The task –
From the entries that follow, reproduce exactly and only the lines from the line with "At first, I" to the line with "with the test", endpoints included.
Task inputs START
PR #6047, opened 2023-11-20
Revert #1128

python3kgae:
Revert #1128 for cannot make a test.
All internal tests pass with it reverted.

### DIFF
--- a/lib/Transforms/Scalar/Scalarizer.cpp
+++ b/lib/Transforms/Scalar/Scalarizer.cpp
@@ -626,16 +626,6 @@ bool Scalarizer::visitShuffleVectorInst(ShuffleVectorInst &SVI) {
       Res[I] = Op0[Selector];
     else
       Res[I] = Op1[Selector - Op0.size()];
-    // HLSL Change Begins: (fix bug in upstream llvm)
-    if (ExtractElementInst *EA = dyn_cast<ExtractElementInst>(Res[I])) {
-      // Clone extractelement here, since it is associated with another inst.
-      // Otherwise it will be added to our Gather, and after the incoming
-      // instruction is processed, it will be replaced without updating our
-      // Gather entry.  This dead instruction will be accessed by finish(),
-      // causing assert or crash.
-      Res[I] = IRBuilder<>(&SVI).Insert(EA->clone());
-    }
-    // HLSL Change Ends
   }
   gather(&SVI, Res);
   return true;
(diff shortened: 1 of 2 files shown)


dmpots:
Why are we reverting this change?

python3kgae:
> Why are we reverting this change?

We thought the code is useless.

tex3d:
I think there was a real bug being worked around here with this clone of the extractelement inst.

At first, I thought this bug was fixed in upstream in this change:
https://github.com/llvm/llvm-project/commit/db05f2e34a5e9380ddcc199d6687531108d795e4
with the test case that could likely trigger this shuffle scenario being: `llvm/test/Transforms/Scalarizer/crash-bug.ll`

I think the issue is caused by deleting component instructions when overriding the value vector inside gather().  When the shuffle is processed before an instruction used in the shuffle's operands, a Scatterer is created for that operand to get scalar values, which will create extractelement instructions from the other instruction's vector result (in the crash-bug.ll test this is the PHI).  Later, when visiting the PHI instruction, we replace these values in the Scattered for that PHI, deleting them right away, yet, the Scattered/Gathered entry for the select still points to these deleted instructions.

It's also possible that hitting an actual crash or something that produces a reliable failure requires using the shuffle vector value, forcing it to reconstruct it from the dead values in the cache, and using those values in a way that causes it to crash, perhaps by running under some heap verifier that will cause a fault if freed memory is accessed.  Then this still might not trigger until you do something with the dead instructions later that causes it to access that freed memory.

However, following the history of this test revealed some additional related changes, one of which was the real change that would have fixed the issue with select originally, by using ReversePostOrderTraversal:
https://github.com/llvm/llvm-project/commit/3d4579829e85c108e729ade64d778e614b702e16

Perhaps we could apply the ReversePostOrderTraversal fix while reverting the change that cloned the extractelement inst.  And maybe we can build a test based off of the `llvm/test/Transforms/Scalarizer/crash-bug.ll` from upstream llvm.

dmpots:
I am still confused on why we are trying to revert it now. Based on the comment from Tex it sounds like there was a real bug being fixed here? If so then I think we should have a sequence of commits that

1. Add a test that demonstrates the bug
2. Revert the original fix (the test should now fail)
3. Add the "better" fix from upstream

It's also not clear to me why the upstream fix is better.

If it's not actually fixing a bug then I still don't see a strong motivation to remove it. It seems like the code works as is and reverting it now just adds more risk.

Is there a problem with the way it is currently written?

damyanp:

damyanp:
Task inputs END
Reply to the task –
At first, I thought this bug was fixed in upstream in this change:
https://github.com/llvm/llvm-project/commit/db05f2e34a5e9380ddcc199d6687531108d795e4
with the test case that could likely trigger this shuffle scenario being: `llvm/test/Transforms/Scalarizer/crash-bug.ll`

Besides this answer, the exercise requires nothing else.